CANADIAN RAILWAY OFFICE OF ARBITRATION
& DISPUTE RESOLUTION
CASE NO. 4791
Heard in Gatineau and via Zoom Video Conferencing, July 15, 2021
Concerning
CANADIAN PACIFIC RAILWAY
And
TEAMSTERS CANADA RAIL CONFERENCE
DISPUTE:
Appeal of the dismissal of Conductor D. Gaymer of Edmonton, AB.
THE UNION’S EX PARTE STATEMENT OF ISSUE:
Following an investigation, Mr. Gaymer was dismissed which was described as “Your conduct unbecoming toward a fellow employee on one or more occasions including but not limited to verbally threatening harm, making derogatory comments and making unwelcome comments. This is a violation of CP Policy 1300 Discrimination and Harassment Policy and HS 4340 Violence in the Workplace Policy.” The Company did not respond to the Union’s grievances.
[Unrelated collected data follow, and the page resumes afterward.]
PR #2725, opened 2020-06-05
store: Expose bucket index operation duration histogram

kakkoyun:
I would like to expose bucket fetch operation durations to fine-tune caching layer for store.

## Changes

* Add metrics to expose already collected fetch durations.

## Verification

* `make build`

### DIFF
--- a/pkg/store/bucket.go
+++ b/pkg/store/bucket.go
@@ -1631,8 +1631,8 @@ type postingPtr struct {
 // It returns one postings for each key, in the same order.
 // If postings for given key is not fetched, entry at given index will be nil.
 func (r *bucketIndexReader) fetchPostings(keys []labels.Label) ([]index.Postings, error) {
-	start := time.Now()
-	defer r.block.metrics.postingsLookupDuration.Observe(time.Since(start).Seconds())
+	timer := prometheus.NewTimer(r.block.metrics.postingsLookupDuration)
+	defer timer.ObserveDuration()
 
 	var ptrs []postingPtr
 
@@ -1851,8 +1851,8 @@ func (it *bigEndianPostings) length() int {
 }
 
 func (r *bucketIndexReader) PreloadSeries(ids []uint64) error {
-	start := time.Now()
-	defer r.block.metrics.seriesLookupDuration.Observe(float64(time.Since(start)))
+	timer := prometheus.NewTimer(r.block.metrics.seriesLookupDuration)
+	defer timer.ObserveDuration()
 
 	// Load series from cache, overwriting the list of ids to preload
 	// with the missing ones.
--- a/pkg/store/bucket.go
+++ b/pkg/store/bucket.go
@@ -226,13 +226,13 @@ func newBucketStoreMetrics(reg prometheus.Registerer) *bucketStoreMetrics {
 	})
 
 	m.postingsFetchDuration = promauto.With(reg).NewHistogram(prometheus.HistogramOpts{
-		Name:    "thanos_bucket_store_series_fetch_duration_seconds",
+		Name:    "thanos_bucket_store_postings_fetch_duration_seconds",
 		Help:    "Time it takes to fetch postings to respond a query.",
 		Buckets: []float64{0.001, 0.01, 0.1, 0.3, 0.6, 1, 3, 6, 9, 20, 30, 60, 90, 120},
 	})
 	m.seriesFetchDuration = promauto.With(reg).NewHistogram(prometheus.HistogramOpts{
-		Name:    "thanos_bucket_store_postings_fetch_duration_seconds",
-		Help:    "Time it takes to fetch sub-results to respond a query.",
+		Name:    "thanos_bucket_store_series_fetch_duration_seconds",
+		Help:    "Time it takes to fetch series to respond a query.",
 		Buckets: []float64{0.001, 0.01, 0.1, 0.3, 0.6, 1, 3, 6, 9, 20, 30, 60, 90, 120},
 	})
 	m.chunksFetchDuration = promauto.With(reg).NewHistogram(prometheus.HistogramOpts{
@@ -987,7 +987,7 @@ func (s *BucketStore) Series(req *storepb.SeriesRequest, srv storepb.Store_Serie
 		s.metrics.cachedPostingsOriginalSizeBytes.Add(float64(stats.cachedPostingsOriginalSizeSum))
 		s.metrics.cachedPostingsCompressedSizeBytes.Add(float64(stats.cachedPostingsCompressedSizeSum))
 		s.metrics.postingsFetchDuration.Observe(stats.postingsFetchDurationSum.Seconds())
-		s.metrics.chunksFetchDuration.Observe(stats.postingsFetchDurationSum.Seconds())
+		s.metrics.chunksFetchDuration.Observe(stats.chunksFetchDurationSum.Seconds())
 		s.metrics.seriesFetchDuration.Observe(stats.seriesFetchDurationSum.Seconds())
 
 		level.Debug(s.logger).Log("msg", "stats query processed",
--- a/pkg/store/bucket.go
+++ b/pkg/store/bucket.go
@@ -106,6 +106,10 @@ type bucketStoreMetrics struct {
 	queriesDropped        prometheus.Counter
 	seriesRefetches       prometheus.Counter
 
+	postingsFetchDuration prometheus.Histogram
+	seriesFetchDuration   prometheus.Histogram
+	chunksFetchDuration   prometheus.Histogram
+
 	cachedPostingsCompressions           *prometheus.CounterVec
 	cachedPostingsCompressionErrors      *prometheus.CounterVec
 	cachedPostingsCompressionTimeSeconds *prometheus.CounterVec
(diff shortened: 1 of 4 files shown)


pkg/store/bucket.go
```diff
@@ -213,6 +217,22 @@ func newBucketStoreMetrics(reg prometheus.Registerer) *bucketStoreMetrics {
 		Help: "Compressed size of postings stored into cache.",
 	})
 
+	m.postingsFetchDuration = promauto.With(reg).NewHistogram(prometheus.HistogramOpts{
+		Name:    "thanos_bucket_store_series_fetch_duration_seconds",
```
pracucci, line 221:
```suggestion
		Name:    "thanos_bucket_store_postings_fetch_duration_seconds",
```

pkg/store/bucket.go
```diff
@@ -213,6 +217,22 @@ func newBucketStoreMetrics(reg prometheus.Registerer) *bucketStoreMetrics {
...
+		Help:    "Time it takes to fetch postings to respond a query.",
+		Buckets: []float64{0.001, 0.01, 0.1, 0.3, 0.6, 1, 3, 6, 9, 20, 30, 60, 90, 120},
+	})
+	m.seriesFetchDuration = promauto.With(reg).NewHistogram(prometheus.HistogramOpts{
+		Name:    "thanos_bucket_store_postings_fetch_duration_seconds",
+		Help:    "Time it takes to fetch sub-results to respond a query.",
```
pracucci, line 227:
```suggestion
		Name:    "thanos_bucket_store_series_fetch_duration_seconds",
		Help:    "Time it takes to fetch series to respond a query.",
```

pkg/store/bucket.go
```diff
@@ -961,6 +981,9 @@ func (s *BucketStore) Series(req *storepb.SeriesRequest, srv storepb.Store_Serie
 		s.metrics.cachedPostingsCompressionTimeSeconds.WithLabelValues("decode").Add(stats.cachedPostingsDecompressionTimeSum.Seconds())
 		s.metrics.cachedPostingsOriginalSizeBytes.Add(float64(stats.cachedPostingsOriginalSizeSum))
 		s.metrics.cachedPostingsCompressedSizeBytes.Add(float64(stats.cachedPostingsCompressedSizeSum))
+		s.metrics.postingsFetchDuration.Observe(stats.postingsFetchDurationSum.Seconds())
+		s.metrics.chunksFetchDuration.Observe(stats.postingsFetchDurationSum.Seconds())
```
pracucci, line 985:
```suggestion
		s.metrics.chunksFetchDuration.Observe(stats.chunksFetchDurationSum.Seconds())
```

kakkoyun:
@pracucci Thanks a lot for correcting my sloppy work 🙈 I haven't finished my morning coffee yet.

pkg/store/bucket.go
```diff
@@ -961,6 +981,9 @@ func (s *BucketStore) Series(req *storepb.SeriesRequest, srv storepb.Store_Serie
...
+		s.metrics.seriesFetchDuration.Observe(stats.seriesFetchDurationSum.Seconds())
```
pracucci: I see the value in exposing timings, but I'm a bit dubious about these timings. These timings are tracked and summed up for every single block, but different blocks are queried concurrently. What you get is the sum of timings across all blocks (which again, are queried concurrently) so from an operation perspective I'm not sure how we can get a real value from these timings because they're influenced by how many blocks you query in a given query.

For example, let's say you have to query 2 blocks (A and B). To fetch postings it take 1s for each block, so the sum is 2s, but since they've been queried concurrently the real time it took was 1s.

kakkoyun: Good point. I'm gonna mark this as work in-progress and try to improve how to track these stats.

pkg/store/bucket.go
```diff
@@ -213,6 +217,22 @@ func newBucketStoreMetrics(reg prometheus.Registerer) *bucketStoreMetrics {
 		Help: "Compressed size of postings stored into cache.",
 	})
 
+	m.postingsFetchDuration = promauto.With(reg).NewHistogram(prometheus.HistogramOpts{
+		Name:    "thanos_bucket_store_postings_fetch_duration_seconds",
+		Help:    "Time it takes to fetch postings to respond a query.",
```
bwplotka, line 222:
```suggestion
		Help:    "Time it takes to fetch postings to respond a query.",
```

Can we elaborate what fetch means? (it means fetch from object storage with cache on top)

Also do you think we can put those in one metric and have label `op` like we have for other metrics? (:

kakkoyun: Yes, of course. Good idea.

pkg/store/bucket.go
bwplotka: That is quite important information yes. However, in fact we have some of this information. Maybe there is a way to correlate this latency with number of postings fetched during that time etc? Would that work? :thinking: 


For me the goal is simple: We want to know if Memcached caching is efficient or not. We want to know if we change object storage if has effect in performance or not. Maybe we want to divide this latency by that number of bytes we fetched overall in given time etc (: There must be some good enough thing we can get from it :thinking: 

Any further ideas @brancz @squat ? :thinking:

pkg/store/bucket.go
```diff
@@ -221,6 +226,14 @@ func newBucketStoreMetrics(reg prometheus.Registerer) *bucketStoreMetrics {
 		Help: "Compressed size of postings stored into cache.",
 	})
 
+	m.indexOperationDuration = promauto.With(reg).NewHistogramVec(prometheus.HistogramOpts{
+		Name: "thanos_bucket_store_index_operation_duration_seconds",
```
pracucci, line 230: [just a question] Have you considered two different metrics, one for postings and one for series? Like `thanos_bucket_store_index_series_lookup_duration_seconds` and ``thanos_bucket_store_index_postings_lookup_duration_seconds`.

pkg/store/bucket.go
```diff
@@ -1610,6 +1629,9 @@ type postingPtr struct {
 // It returns one postings for each key, in the same order.
 // If postings for given key is not fetched, entry at given index will be nil.
 func (r *bucketIndexReader) fetchPostings(keys []labels.Label) ([]index.Postings, error) {
+	start := time.Now()
+	defer r.block.metrics.indexOperationDuration.WithLabelValues(opFetchPostings).Observe(time.Since(start).Seconds())
```
pracucci, line 1633: Should include the time it takes to fetch from cache? Currently it does. If yes, I would mention it in the metric description.

pkg/store/bucket.go
```diff
@@ -1827,6 +1849,9 @@ func (it *bigEndianPostings) length() int {
 }
 
 func (r *bucketIndexReader) PreloadSeries(ids []uint64) error {
+	start := time.Now()
+	defer r.block.metrics.indexOperationDuration.WithLabelValues(opLoadSeries).Observe(float64(time.Since(start)))
```
pracucci, line 1853: Should include the time it takes to fetch from cache? Currently it does. If yes, I would mention it in the metric description.

pkg/store/bucket.go
kakkoyun: Yes, the idea is to use this metric to also benchmark the performance of the index cache. Either different implementation or different configuration of the cache.

I will mention it in the metric name.

pkg/store/bucket.go
kakkoyun: That's what I had done at first. I don't have any strong feelings about it. If you think it would be more clear to have 2 different metrics for this, I'm happy to change it.

pkg/store/bucket.go
kakkoyun: @bwplotka Since the main goal is to have metric to help us to fine-tune caching layer for index lookups. I have changed the implementation and focused on where index cache actually used. Please have a look at it. And let me know if you have any concerns? (on performance etc.)

pkg/store/bucket.go
pracucci: I don't have strong opinions too. We have different metrics for series/postings right now so, maybe, splitting it slightly more consistent with existing metrics but, again, no hard feelings here 😉

pkg/store/bucket.go
```diff
@@ -1610,6 +1631,9 @@ type postingPtr struct {
 // It returns one postings for each key, in the same order.
 // If postings for given key is not fetched, entry at given index will be nil.
 func (r *bucketIndexReader) fetchPostings(keys []labels.Label) ([]index.Postings, error) {
+	start := time.Now()
+	defer r.block.metrics.postingsLookupDuration.Observe(time.Since(start).Seconds())
```
pracucci, line 1635: Isn't `time.Since(start).Seconds()` evaluated immediately? Should you do:

```
defer func() {
    r.block.metrics.postingsLookupDuration.Observe(time.Since(start).Seconds())
}
```

kakkoyun: You have x-ray eyes. Great catch 👍 
TIL there's a timer API https://github.com/prometheus/client_golang/blob/master/prometheus/timer.go#L20
I've fixed it using that.

pkg/store/bucket.go
```diff
@@ -221,6 +224,18 @@ func newBucketStoreMetrics(reg prometheus.Registerer) *bucketStoreMetrics {
 		Help: "Compressed size of postings stored into cache.",
 	})
 
+	m.seriesLookupDuration = promauto.With(reg).NewHistogram(prometheus.HistogramOpts{
+		Name:    "thanos_bucket_store_index_series_lookup_duration_seconds",
+		Help:    "Time it takes to lookup series from a bucket to respond a query. It also includes the cache fetch and store operations.",
+		Buckets: []float64{0.001, 0.01, 0.1, 0.3, 0.6, 1, 3, 6, 9, 20, 30, 60, 90, 120},
+	})
+
+	m.postingsLookupDuration = promauto.With(reg).NewHistogram(prometheus.HistogramOpts{
```
bwplotka, line 233: Can we have just label? It will much easier to aggregate, plus we already do that for other statistics, WDYT?

I think also bucket can be adjusted for timeout. BTW What lookup means is quite vague by this help :thinking:  Maybe we can be explicit more.

pkg/store/bucket.go
```diff
@@ -221,6 +224,18 @@ func newBucketStoreMetrics(reg prometheus.Registerer) *bucketStoreMetrics {
...
+		Name:    "thanos_bucket_store_index_postings_lookup_duration_seconds",
```
bwplotka, line 234:
```suggestion
		Name:    "thanos_bucket_store_index_cachable_fetches_duration_seconds",
```

I would add `cachable` to put highlight that it includes cache (:

pkg/store/bucket.go
kakkoyun: @bwplotka The first version was using a single histogram with labels https://github.com/thanos-io/thanos/pull/2725/commits/8a46f33ac88716c559ac1c0eeefe29143abc04e6. Then I decided to change it, just to be consistent with what we already have in here.

> BTW What lookup means is quite vague by this help 🤔 Maybe we can be explicit more.

I'm gonna change the name as you suggested and try to clarify the description.

> I think also bucket can be adjusted for timeout. 

I've put the boundary at the query timeout. Which timeout value is used for this?

kakkoyun: @bwplotka friendly ping.

bwplotka: ok for now :+1:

Union’s Position: The Union contends that the investigation was not conducted in a fair and impartial manner under the requirements of the Collective Agreement. For this reason, the Union contends that the discipline is null and void and ought to be removed in its entirety and Mr. Gaymer be made whole. The Union contends the Company has failed to meet the burden of proof or establish culpability required to sustain formal discipline related to the allegations outlined above. In the alternative, the Union contends that Mr. Gaymer’s dismissal is unjustified, unwarranted, discriminatory, and excessive in all of the circumstances, including significant mitigating factors evident in this matter. The Union submits the Company in failing to respond to the Union’s grievances has violated the Collective Agreement. The Union requests that Mr. Gaymer be reinstated without loss of seniority and benefits, and that he be made whole for all lost earnings with interest. Further, the Union seeks damages in amounts to be determined. In the alternative, the Union requests that the penalty be mitigated as the Arbitrator sees fit. Company Position: The Company disagrees and denies the Union’s request.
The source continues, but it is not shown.